SECONDARY OBJECTIVES:
I. To determine the pharmacokinetics (PKs) of CPI-613 following intravenous (IV) administration in combination with high dose cytarabine and mitoxantrone.
II. To observe the response rate (complete response [CR], complete response with incomplete platelet recovery [CRi] and partial response [PR]) of CPI-613 in combination with high dose cytarabine and mitoxantrone.
III. To observe the overall survival of patients treated with CPI-613 in combination with high dose cytarabine and mitoxantrone.
OUTLINE: This is a dose-escalation study of CPI-613.
Patients receive CPI-613 intravenously (IV) over 2 hours on days 1-5, cytarabine IV over 3 hours every 12 hours for 5 doses beginning on day 3, and mitoxantrone hydrochloride IV over 15 minutes after the 1st, 3rd, and 5th doses of cytarabine. . Treatment repeats every 14 days for up to 2 courses* in the absence of disease progression or unacceptable toxicity.

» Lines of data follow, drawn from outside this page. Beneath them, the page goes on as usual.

PR #1574, opened 2020-01-15
part of Feat 1478 : move europeanQualification to certifications

phpgeekfr:


libs/movie/src/lib/movie/components/display-film-info-card/display-film-info-card.component.ts
```diff
@@ -25,7 +24,11 @@ export class MovieDisplayFilmInfoCardComponent {
   @Input() stakeholders: Company[];
   @Input() salesAgent;
 
-  public hasTheatricalRelease (originalReleases: MovieOriginalRelease[]) {
-    return originalReleases.some(r => r.media === getCodeIfExists('MEDIAS', 'theatrical'))
+  public hasTheatricalRelease () {
```
GrandSchtroumpf: Whould make sense to create a reusable pure function : 
```typescript
function hasSlug<S extends Scope, code extends ExtractSlug<S>>(array: string[], scope: Scope, key: code) {
  return array.include(getCodeIfExists(scope, key));
}
```
Cf Dajug work on types

phpgeekfr: OK will do this once Dajung PR is ok

PR #1588, opened 2020-01-16
Issue#1503 deal page query

ioaNikas:
- Add queries and update guards
- Little change on Party data model (new field : `address: Location`).

### DIFF
--- a/libs/contract/src/lib/+state/contract.model.ts
+++ b/libs/contract/src/lib/+state/contract.model.ts
@@ -7,22 +7,14 @@ import {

NOTE: *Patients undergoing a second course of therapy receive CPI-613 IV over 2 hours on days 1-3, cytarabine IV over 3 hours every 12 hours for 5 doses beginning on day 2, and mitoxantrone hydrochloride IV over 15 minutes after the 1st and 3rd doses of cytarabine.
After completion of study treatment, patients are followed up for 6 months.
Enrollment
Sex
Ages
Volunteers
Inclusion criteria
- Patients must have histologically or cytologically documented relapsed and/or refractory acute myeloid leukemia
- Eastern Cooperative Oncology Group (ECOG) performance status of ≤ 3
- Expected survival > 3 months
- Women of child-bearing potential (i.e., women who are pre-menopausal or not surgically sterile) must use accepted contraceptive methods (abstinence, intrauterine device [IUD], oral contraceptive or double barrier device), and must have a negative serum or urine pregnancy test within 1 week prior to treatment initiation; (Note: Pregnant patients are excluded because the effects of CPI-613 on a fetus are unknown)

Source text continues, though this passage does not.